━━ RECORDS TO USE

Issue #285, opened 2019-08-02
Implement Client::ExecuteSql()


devjgm:
Implement the body and unit test for `Client::ExecuteSql`

See also: https://github.com/googleapis/google-cloud-cpp-spanner/blob/master/google/cloud/spanner/client.h

Issue #283, opened 2019-08-02
Implement Client::Read()


devjgm:
Implement the body and unit test for `Client::Read`

See also: https://github.com/googleapis/google-cloud-cpp-spanner/blob/master/google/cloud/spanner/client.h

PR #314, opened 2019-08-06
feat: Add a PartialResultSetReader class.

mr-salty:
This class serves as the glue between the gRPC PartialResultSet and the
spanner ResultSet (which allows C++-style row iteration).

needed for #283 (Read) and #285 (ExecuteSql) implementation.

---
This change is [Reviewable](https://reviewable.io/reviews/googleapis/google-cloud-cpp-spanner/314)


google/cloud/spanner/internal/partial_result_set_reader.h
```diff
@@ -0,0 +1,80 @@
...
+namespace internal {
+
+/**
+ * This class serves as a bridge between the gRPC `PartialResultSet` streaming
+ * reader and the spanner `ResultSet`, which is used to iterate over the rows
+ * returned from a read operation.
+ */
+class PartialResultSetReader : public internal::ResultSetSource {
+ public:
+  using GRpcReader =
```
devjgm: The count of how we spell "grpc" in google-cloud-cpp is:

```
     17 GRPC
     21 Grpc
     74 gRPC
   2151 grpc
```
It looks like `Grpc` is used most in code.

Do with this info as you will :-)

google/cloud/spanner/internal/partial_result_set_reader.cc
```diff
@@ -0,0 +1,135 @@
...
+    // We should only get stats once; if not, use the last one.
+    if (stats_.has_value()) {
+      GCP_LOG(WARNING) << "Unexpectedly received two sets of stats";
+    }
+    stats_ = std::move(*result_set.mutable_stats());
+  }
+
+  // TODO(#271) store and use resume_token.
+  // TODO(#270) handle chunked_value.
+  values_ = std::move(*result_set.mutable_values());
```
devjgm: Since the type of this is `RepeatedPtrField<X>`, does it actually do an efficient move here? I tried to look it up in proto docs, and got lost. Do you know?

devbww: My reading is that (if src and destination are on the same arena) move assignment is implemented as a swap, where the contents of a `RepeatedPtrField` are (after the arena pointer) just a size, a capacity, and a pointer to the data.

devjgm:
> oops, I missed Brad's comment... would you rather I keep it as Swap() or change it back to move assignment?

Whatever you decide is fine with me.

coryan:
Also, it looks like you need to rebase to pick up the changes for the macOS build.

PR #317, opened 2019-08-06
feat: add KeyRange and KeySet classes

scotthart:
This change is [Reviewable](https://reviewable.io/reviews/googleapis/google-cloud-cpp-spanner/317)

### DIFF
--- a/google/cloud/spanner/keys.h
+++ b/google/cloud/spanner/keys.h
@@ -35,7 +35,7 @@ template <typename... Ts>
 struct IsRow<Row<Ts...>> : std::true_type {};
 }  // namespace internal
 
-template <typename KeyType>
+template <typename RowType>
 class KeyRange;
 
 /**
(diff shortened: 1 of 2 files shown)


google/cloud/spanner/keys.h
```diff
@@ -0,0 +1,251 @@
...
+  }
+
+  /**
+   * Creates a key `Row` from the values provided and adds it to the `KeySet`.
+   *
+   * @tparam ValueTypes
+   * @param values
+   */
+  template <typename... ValueTypes>
+  void AddKey(ValueTypes... values) {
```
devjgm: I think we want to do one of the following:

a. Delete this method. Users can call `MakeRow` themselves
b. Name this `EmplaceKey` to indicate that it's *not* taking a key, it's taking the ingredients of a Key.

I prefer (a) because I don't think the slight savings of typing is worth the slight increase in API complexity.

google/cloud/spanner/keys_test.cc
```diff
@@ -0,0 +1,171 @@
...
+namespace cloud {
+namespace spanner {
+inline namespace SPANNER_CLIENT_NS {
+namespace {
+
+TEST(KeyRangeTest, ConstructorBoundModeUnspecified) {
+  std::string start_value("key0");
+  std::string end_value("key1");
+  KeyRange<Row<std::string>> closed_range =
+      KeyRange<Row<std::string>>(MakeRow(start_value), MakeRow(end_value));
```
devjgm: I think we want a `MakeKeyRange` helper that deduces the RowType. Then this will become:
```cc
auto closed_range = MakeKeyRange(MakeRow(a, b, c), MakeRow(x, y, z));
```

━━━━

Retype each line of the data exactly as it reads.

Issue #285, opened 2019-08-02
Implement Client::ExecuteSql()


devjgm:
Implement the body and unit test for `Client::ExecuteSql`

See also: https://github.com/googleapis/google-cloud-cpp-spanner/blob/master/google/cloud/spanner/client.h

Issue #283, opened 2019-08-02
Implement Client::Read()


devjgm:
Implement the body and unit test for `Client::Read`

See also: https://github.com/googleapis/google-cloud-cpp-spanner/blob/master/google/cloud/spanner/client.h

PR #314, opened 2019-08-06
feat: Add a PartialResultSetReader class.

mr-salty:
This class serves as the glue between the gRPC PartialResultSet and the
spanner ResultSet (which allows C++-style row iteration).

needed for #283 (Read) and #285 (ExecuteSql) implementation.

---
This change is [Reviewable](https://reviewable.io/reviews/googleapis/google-cloud-cpp-spanner/314)


google/cloud/spanner/internal/partial_result_set_reader.h
```diff
@@ -0,0 +1,80 @@
...
+namespace internal {
+
+/**
+ * This class serves as a bridge between the gRPC `PartialResultSet` streaming
+ * reader and the spanner `ResultSet`, which is used to iterate over the rows
+ * returned from a read operation.
+ */
+class PartialResultSetReader : public internal::ResultSetSource {
+ public:
+  using GRpcReader =
```
devjgm: The count of how we spell "grpc" in google-cloud-cpp is:

```
     17 GRPC
     21 Grpc
     74 gRPC
   2151 grpc
```
It looks like `Grpc` is used most in code.

Do with this info as you will :-)

google/cloud/spanner/internal/partial_result_set_reader.cc
```diff
@@ -0,0 +1,135 @@
...
+    // We should only get stats once; if not, use the last one.
+    if (stats_.has_value()) {
+      GCP_LOG(WARNING) << "Unexpectedly received two sets of stats";
+    }
+    stats_ = std::move(*result_set.mutable_stats());
+  }
+
+  // TODO(#271) store and use resume_token.
+  // TODO(#270) handle chunked_value.
+  values_ = std::move(*result_set.mutable_values());
```
devjgm: Since the type of this is `RepeatedPtrField<X>`, does it actually do an efficient move here? I tried to look it up in proto docs, and got lost. Do you know?

devbww: My reading is that (if src and destination are on the same arena) move assignment is implemented as a swap, where the contents of a `RepeatedPtrField` are (after the arena pointer) just a size, a capacity, and a pointer to the data.

devjgm:
> oops, I missed Brad's comment... would you rather I keep it as Swap() or change it back to move assignment?

Whatever you decide is fine with me.

coryan:
Also, it looks like you need to rebase to pick up the changes for the macOS build.

PR #317, opened 2019-08-06
feat: add KeyRange and KeySet classes

scotthart:
This change is [Reviewable](https://reviewable.io/reviews/googleapis/google-cloud-cpp-spanner/317)

### DIFF
--- a/google/cloud/spanner/keys.h
+++ b/google/cloud/spanner/keys.h
@@ -35,7 +35,7 @@ template <typename... Ts>
 struct IsRow<Row<Ts...>> : std::true_type {};
 }  // namespace internal
 
-template <typename KeyType>
+template <typename RowType>
 class KeyRange;
 
 /**
(diff shortened: 1 of 2 files shown)


google/cloud/spanner/keys.h
```diff
@@ -0,0 +1,251 @@
...
+  }
+
+  /**
+   * Creates a key `Row` from the values provided and adds it to the `KeySet`.
+   *
+   * @tparam ValueTypes
+   * @param values
+   */
+  template <typename... ValueTypes>
+  void AddKey(ValueTypes... values) {
```
devjgm: I think we want to do one of the following:

a. Delete this method. Users can call `MakeRow` themselves
b. Name this `EmplaceKey` to indicate that it's *not* taking a key, it's taking the ingredients of a Key.

I prefer (a) because I don't think the slight savings of typing is worth the slight increase in API complexity.

google/cloud/spanner/keys_test.cc
```diff
@@ -0,0 +1,171 @@
...
+namespace cloud {
+namespace spanner {
+inline namespace SPANNER_CLIENT_NS {
+namespace {
+
+TEST(KeyRangeTest, ConstructorBoundModeUnspecified) {
+  std::string start_value("key0");
+  std::string end_value("key1");
+  KeyRange<Row<std::string>> closed_range =
+      KeyRange<Row<std::string>>(MakeRow(start_value), MakeRow(end_value));
```
devjgm: I think we want a `MakeKeyRange` helper that deduces the RowType. Then this will become:
```cc
auto closed_range = MakeKeyRange(MakeRow(a, b, c), MakeRow(x, y, z));
```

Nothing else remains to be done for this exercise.